É hora de reflectir sobre este assunto e de procurar interessar pesquisadores que certamente poderão demonstrar que, muitos anos antes da introdução do islamismo e do cristianismo, o povo africano acreditava não só na intervenção de antepassados e de ancestrais, mas num criador supremo.

(NB: O artigo contém excertos retirados da segunda edição do livro “Mateus Pinho Gwenjere: Um Padre Revolucionário” à venda nas livrarias das cidades de Maputo e Beira. O leitor pode também ler este e outros artigos relacionados no https://umpadrevolucionario.com/language/pt/).

Comments

  1. Uma pesquisa sobre as religiões africanas antes da chegada do islamismo e mesmo da religião católica apostólica romana antes de Vasco da Gama impõe-se para aferir o grau de religiosidade dos moçambicanos nos primórdios do século I até ao século VIII bem como do século VIII ao século XV. A Biblia relata a existência de intercâmbio religioso entre África e a Palestina onde ocorreram muitos acontecimentos guiados por Deus como o êxodo do povo judeu para a terra de Canã sob a condução de Moisés.

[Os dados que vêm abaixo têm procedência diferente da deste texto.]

PR #1903, opened 2020-12-29
Fix lost warnings in log/path endpoint

### LINKED ISSUE #1901: zqd /log/path endpoint drops warnings
(I ran into while working on #1895)

Given this input file with a bad line:
```
$ cat bad.tzng
#0:record[ip:string]
0:[1.1.1.1;]
0:[1.1.1.2;
```

The `/log` enpoint produces a warning for the bad line
```
$ zapi -s test post -f in-bad.tzng
warning: file:///Users/henridf/work/brim/zq/in-bad.tzng: line 3: tzng syntax error: unterminated container
posted 46B in 1.096294ms
```

But the `/log/path` endpoint does not:

```
$ zapi -s test postpath -f in-bad.tzng
100.0% 46B/46B
posted 46B in 1.204216ms
```

henridf:
close #1901 (and sets things up for #1895 )

### DIFF
--- a/ppl/zqd/ingest/log.go
+++ b/ppl/zqd/ingest/log.go
@@ -41,6 +41,7 @@ type LogOp struct {
 func NewLogOp(ctx context.Context, store storage.Storage, req api.LogPostRequest) (*LogOp, error) {
 	p := &LogOp{
 		warningCh: make(chan string, 5),
+		warnings:  make([]string, 0, 5),
 		zctx:      resolver.NewContext(),
 	}
 	opts := zio.ReaderOpts{Zng: zngio.ReaderOpts{Validate: true}}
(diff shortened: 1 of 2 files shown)


ppl/zqd/ingest/log.go
```diff
@@ -91,7 +92,13 @@ func NewLogOp(ctx context.Context, store storage.Storage, req api.LogPostRequest
 }
 
 func (p *LogOp) Warn(msg string) error {
-	p.warnings = append(p.warnings, msg)
+	// warnings received before we've started our goroutine are
+	// saved here and will be drained in start()
+	if p.warnings != nil {
+		p.warnings = append(p.warnings, msg)
```
marktwallace, line 98: I'm not clear on whether this could ever be called from a goroutine, but if it is, then writing to the channel will be thread-safe, but the append will not be thread-safe without a lock.

marktwallace (approved):
This looks fine as long as the same LogOp instance is never used in more than one goroutine.

ppl/zqd/ingest/log.go
henridf: Yes, the only goroutine that calls Warn is the one started by NewLogOp (`go p.start(ctx, store)`). This is pre-existing behavior. I'll add a comment to clarify.

philrz:
Also fixes #1895.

A viagem da Rainha de Sabá para a Palestina ao encontro do Rei Salomão e a presença de judeus na Etiópia deve ser a expressão de algum movimento africano que mantinha contactos com a terra de berço de Nosso Senhor Jesus Cristo. Mesmo as atitudes conhecidas em relação à circuncisão e mesmo as referentes à pureza da mulher ou seja a virgindade antes do casamento parecem evidenciar a existência desse movimento de intercâmbio religioso baseado na aceitação de crenças e rituais bem como num Deus invísivel com poderes superiores sobre toda a Natureza. Ao longo do vale do Zambeze para além do ritual da chuva, ritual para afastar os maus espíritos e chamar a sorte e a paz também havia um ritual para aplacar os furores de “Mbhona”. Joseph Ki Zerbo e Cheik Anta Diop podem oferecer algumas reflexões como no histórial de Tumbuctu e outros reinos então existentes na nossa região a começar pelo Império de Monomotapa.